Gehel triaged this task as High priority.Jul 25 2022, 3:32 PM
Gehel moved this task from needs triage to Ops / SRE on the Discovery-Search board.
Gehel moved this task from Ops / SRE to Current work on the Discovery-Search board.
Gehel edited projects, added Discovery-Search (Current work); removed Discovery-Search.

Per @EBernhardson comment at today's triage meeting, the secondary DC (usually CODFW) will start to receive Elastic read traffic. Had this been the case during the issue mentioned above, it would have had user impact. So this increases the priority of this ticket.

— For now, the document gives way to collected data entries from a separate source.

PR #550, opened 2026-03-22
Make headless mode resilient to browser backend failure

ceriottm:
I noticed that headless chemiscope would break completely when the background browser process hangs. this makes it recover nicely (or at least try...)

### DIFF
--- a/python/chemiscope/headless.py
+++ b/python/chemiscope/headless.py
@@ -6,6 +6,7 @@ import json
 import os
 import tempfile
 import threading
+import warnings
 from pathlib import Path
 
 from traitlets import Dict, HasTraits, observe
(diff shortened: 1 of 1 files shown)


python/chemiscope/headless.py
```diff
@@ -53,17 +54,28 @@ def _run_loop(self):
...
+        if not self._running:
+            return
+        self._running = False
+        # browser/playwright may already be dead, so ignore errors
+        for coro in [self._browser.close(), self._playwright.stop()]:
+            try:
+                future = asyncio.run_coroutine_threadsafe(coro, self._loop)
+                future.result(timeout=5)
+            except Exception:
+                pass
```
sofiia-chorna: currently the exceptions in `stop()` and `close()` fail silently, i am wondering if we should probably add some `warnings.warn` ?

python/chemiscope/headless.py
```diff
@@ -113,9 +126,15 @@ def __init__(self, data, mode="default", width=None, height=None, **kwargs):
...
+        # Get a shared server, or create one. If the browser has crashed
+        # (common in long-running Jupyter sessions), retry with a fresh server.
         self._server = _get_server()
-        self._page = self._server.new_page(device_scale_factor=1)
+        try:
+            self._page = self._server.new_page(device_scale_factor=1)
+        except Exception:
+            _close_server()
+            self._server = _get_server()
+            self._page = self._server.new_page(device_scale_factor=1)
```
sofiia-chorna, line 145: what if this second retry fails as well? maybe we can wrap it in try except here as well 😁

sofiia-chorna (commented):
works fine! some comments:

python/chemiscope/headless.py
ceriottm: yeah and raise an error then I guess

ceriottm: ok I warn at the first failure, but if it fails again we let it raise its own error.

python/chemiscope/headless.py
ceriottm: done

sofiia-chorna (approved):
thank you very much!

MPhamWMF set the point value for this task to 2.Aug 1 2022, 3:48 PM
bking renamed this task from Improve alerting for missing Elastic masters to Improve Search team alerting.Aug 18 2022, 4:57 PM

Change 824553 had a related patch set uploaded (by Bking; author: Bking):

[operations/puppet@production] wdqs: add bking as contact for wdqs alerts

https://gerrit.wikimedia.org/r/824553

Change 824553 merged by Bking:

[operations/puppet@production] wdqs: add bking as contact for wdqs alerts

https://gerrit.wikimedia.org/r/824553

Tying this in to recent incident , as our monitoring did not catch a user-impacting autocomplete issue.

Suggestion from @EBernhardson : "random guesses at what we need, the search reindex process looks at the old index and the new index, and if the counts are way off it declares failure. Here we build an index with 25k docs instead of 9.5M and the automation said 'that looks fine, promote it'" (Sanity checking during reindex process).

bking renamed this task from Improve Search team alerting to Improve Search team alerting for missing masters.Sep 22 2022, 3:38 PM
bking removed bking as the assignee of this task.Oct 12 2022, 1:42 PM
bking updated Other Assignee, removed: RKemper.